Trauma is the invisible force that shapes the way we live, the way we love and the way we make sense of the world. It is the root of our deepest wounds. Dr. Maté gives us a new vision: a trauma-informed society in which parents, teachers, physicians, policy-makers and legal personnel are not concerned with fixing behaviors, making diagnoses, suppressing symptoms and judging, but seeking instead to understand the sources from which troubling behaviors and diseases spring in the wounded human soul.
This is an important film that brings greater awareness to the effects of trauma in our world and to the need for a trauma-informed society. In the film, you will see how different people access the wisdom of their trauma so that it becomes a teacher. Trauma can help us learn more about ourselves, our relationships, and the world that we live in.
For nearly 10 years, I’ve run a doctor suicide helpline. Most frequent question I get: WHY?
Short answer: I was a suicidal doctor and I survived.
This year I wrote my memoir. Now I’ve got way more insight.
Here’s my mom’s favorite quote: Those who fail to learn from history are doomed to repeat it.
Here’s the version she wrote across the drywall before she left Dad: Those who do not remember the past are doomed to relive it!!” (see video)

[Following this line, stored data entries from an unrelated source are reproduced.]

PR #250, opened 2026-08-21
feat(validate): enforce the Agent Skills budgets and flat discovery

CybotTM:
Enshrines the Agent Skills architecture rules as the base for every skill repo: **flat discovery, small routing metadata, small control plane, details on demand.**

## What was wrong

**The size budget measured the wrong thing.** The check counted **500 words over the whole file**. The spec says *"Keep your main `SKILL.md` under 500 lines"* — words are a different and far tighter constraint, and counting the frontmatter charged the `description` to the body's allowance. That trade is always the wrong way round: the description is the only surface loaded at startup, so it decides whether the skill is ever activated. It has already cost real capabilities — a consuming repo sat at **499 of 500** and left a script out of its `SKILL.md` rather than spend fourteen words naming it.

**Nothing checked reachability at all.** The spec is explicit: *"Keep file references one level deep from `SKILL.md`. Avoid deeply nested reference chains."*

## Budgets now enforced, all from the spec

| Check | Level | Source |
|---|---|---|
| `description` > 1024 chars | ERROR | spec hard limit |
| `description` > 500 chars | WARN | guidance: "a few sentences to a short paragraph" |
| `name` with leading/trailing or doubled hyphen | ERROR | spec — the character class alone accepted all three |
| `compatibility` > 500 chars | ERROR | spec |
| body > 500 lines | ERROR | spec recommendation |
| body > 300 lines | WARN | ask what is control flow and what is reference material |

On the 500-character warning: it is a **nudge, not a defect**. The same guidance says to *"err on the side of being pushy"* about listing contexts, so long is not automatically wrong — long **and** narrating a workflow is. A description carrying a condensed workflow invites the agent to follow *that summary* instead of activating the skill and reading the real instructions.

## Flat discovery, now linted

Each hop is a decision the agent may not make. `SKILL.md` is read in full on activation; a reference is read only if `SKILL.md` said what it holds and when to open it. A file reachable only through a second hop sits behind a door with no sign on it.

Warnings, not errors — a chain is a smell, not a breach:

- a `references/*.md` reachable only through another reference, **naming both** so the fix is obvious
- a `references/*.md` nothing names at all
- a reference over 100 lines with no `## Contents` — agents preview long files rather than reading them whole
- an **executable** under `scripts/` that `SKILL.md` never names

Non-executable files under `scripts/` are exempt from the last one: a sourced library is not a capability the agent invokes, and its caller is what belongs in the control plane.

## Deliberately not linted

Whether a description narrates a workflow, whether a verification step exists, whether an optional frontmatter field has a consumer. No mechanical check decides those honestly, and a rule that guesses is worse than a review question. `references/skill-architecture.md` says so explicitly rather than leaving the omission to be rediscovered.

## The reference

`references/skill-architecture.md` records the whole thing with sources: the three surfaces and when each enters context, every budget and where its number comes from, the flat-discovery rule with worked good/bad layouts (including why an index file that only points at scripts should be deleted rather than kept), what belongs in `SKILL.md` versus `references/` versus `scripts/`, and the trigger-eval method — 20 queries, **near-miss** negatives, 3 runs each, train/validation split — which settles description arguments better than counting characters ever will.

It closes on a caution worth keeping: public skill repositories are **data, not best practice**. "Other people do it this way" carries no weight here.

## This repository broke four of its own new rules

Fixed in the same PR, because a linter that leaves nine warnings on its own repo is a claim rather than a rule:

- eight references over 100 lines gained a `## Contents`
- seven executables in `scripts/` are now named in `SKILL.md`
- the budget line in `SKILL.md` itself quoted the wrong numbers (`≤500 words`, `≤1,536 chars`)
- `SKILL.md` is now **0 errors, 0 warnings** under the new rules

## One change that was necessary to land this at all

The repository pinned **its own validator** through pre-commit at `v1.22.0`, so the gate on every commit was the last release rather than the working copy. Two consequences: a change to the validator could never be exercised before it shipped, and a `SKILL.md` written against the corrected budgets was rejected by the obsolete ones — with no way out but weakening the content or bypassing the gate, and `main` would have gone red after merge either way.

`validate-skill` now runs as a `repo: local` hook against the working copy. `check-version-parity` stays pinned; it is not authored against itself.

## Tests

`tests/validate-skill-architecture.sh` — 19 assertions, **13 of which fail against the previous validator**. Covers each budget at its boundary, both spec name rules, the second-hop chain, the orphan reference, the missing `## Contents`, the unnamed executable, and the library exemption that keeps that last warning honest.

The existing smoke test's multi-skill fixture moves from 520 words to 520 lines — same intent (*a violation in a later skill must still be reported*), only the metric it violates. All 10 files in `tests/` pass; `shellcheck` clean; the CI shell glob is `tests/**/*.sh`, so the new file is picked up without a workflow change.

## A bug found while wiring this up

Worth naming because it is silent: in one draft the `skill_dir` assignment sat **above** its `local` declaration, so `local` reset it, `set -u` aborted the run mid-way, and **no summary printed at all** — which reads exactly like a repository that passed.

### DIFF
--- a/.github/workflows/lint.yml
+++ b/.github/workflows/lint.yml
@@ -15,6 +15,12 @@ permissions: {}
 jobs:
   validate:
     name: Skill Validation
-    uses: netresearch/skill-repo-skill/.github/workflows/validate.yml@main
+    # Local reference, not netresearch/skill-repo-skill/...@main. This IS that
+    # repository: pointing at main runs the workflow this pull request is
+    # changing, from before the change, so a workflow or validator edit is
+    # judged by the version it replaces and can never be green on its own pull
+    # request. self-test.yml already calls it locally; this is the same call
+    # made consistent. Consumer repos keep the remote @main reference.
+    uses: ./.github/workflows/validate.yml
     permissions:
       contents: read
--- a/.github/workflows/lint.yml
+++ b/.github/workflows/lint.yml
@@ -15,12 +15,6 @@ permissions: {}
 jobs:
   validate:
     name: Skill Validation
-    # Local reference, not netresearch/skill-repo-skill/...@main. This IS that
-    # repository: pointing at main runs the workflow this pull request is
-    # changing, from before the change, so a workflow or validator edit is
-    # judged by the version it replaces and can never be green on its own pull
-    # request. self-test.yml already calls it locally; this is the same call
-    # made consistent. Consumer repos keep the remote @main reference.
-    uses: ./.github/workflows/validate.yml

I’d never seen graffiti inside a house. Not in our neighborhood. Do all psychiatrists scribble on the walls with their kids’ Magic Markers? Or just Mom? On the surface, Mom was warning Dad of our impending exodus. But what if her words were meant for all of us? What if I lack understanding of my own past, and my lack of insight has led to habituated behaviors that no longer serve me? As a control freak I’d like to at least voluntarily choose my behaviors rather than be doomed to unconsciously repeat the familiar psychopathies of my past. I’d also like to fully unpack my obsession with physician psychology and suicidality.
As a child, my primary parental figures were Mom (a psychiatrist) and Dad (a philosophy major turned pathologist). I also spent years without Dad while living with Mom and her lesbian partners, one year with Vera (a psychiatric social worker) and four years with Elena (a child psychotherapist).
Since I was raised by a suicidal psychiatrist, a psychiatric social worker (who died by suicide), a child psychotherapist, and a philosophy major with failed marriages to two psychiatrists, a psychiatrist friend suggested I read Children of Psychiatrists and Other Psychotherapists—the first book to “explore the paradox”— of why “the very group of people who ought to be the best prepared for raising sane, mature, ‘normal’ children is reputed instead to fail at a spectacular and grotesquely comical scale.”
I’ve read the book three times and stalked the author to thank him by phone. Now I get why I’m trying to save doctors’ lives. To survive my childhood, I had to master physician psychology—to save my physician parents from their own psychopathologies. Now I’m helping my colleagues.
I guess my history IS repeating itself.
Repetition compulsion is a defense mechanism in which we unconsciously & habitually repeat an event over and over again—until we consciously decide to stop. So why compulsively repeat our most painful events? In our quest to gain a belated mastery over our own trauma, we yearn to relive it so we can finally create what we’ve always yearned for—a happy ending.
It’s why my dad married two psychiatrists.
It’s why I’m compulsively helping doctors.
I’m just trying to have a happy ending.
If I can help save a doctor, maybe I can somehow save my parents.